#### Source records

★ ★ ★

PR #8140, opened 2017-01-09
restore emacs-style window selection bindings

deb0ch:
@bmag's [request](https://github.com/syl20bnr/spacemacs/issues/8127#issuecomment-271214642)

I couldn't choose if we should shadow the (crap) original bindings of the package or keep them, so I have opened 2 PRs (see #8139).

Just pick one and close the other :smile_cat:


bmag:
I chose to keep the original bindings as well (from 8139)

PR #8142, opened 2017-01-09
Make python-execute-file use python-shell-interpreter

swaroopch:
So that we can customize to use `python3` instead of `python`


TheBB:

PR #8138, opened 2017-01-09
Fix export-breaking org links in documentation

nikolaiam:
As discussed in #8054 and #8136, org doesn't always export links correctly if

★ ★ ★

#### Work instruction
Retype exactly, and only, the lines that run from the one with "PR #8142, opened 2017-01-09" through the final line of the entries.

#### Finished exercise
PR #8142, opened 2017-01-09
Make python-execute-file use python-shell-interpreter

swaroopch:
So that we can customize to use `python3` instead of `python`


TheBB:

PR #8138, opened 2017-01-09
Fix export-breaking org links in documentation

nikolaiam:
As discussed in #8054 and #8136, org doesn't always export links correctly if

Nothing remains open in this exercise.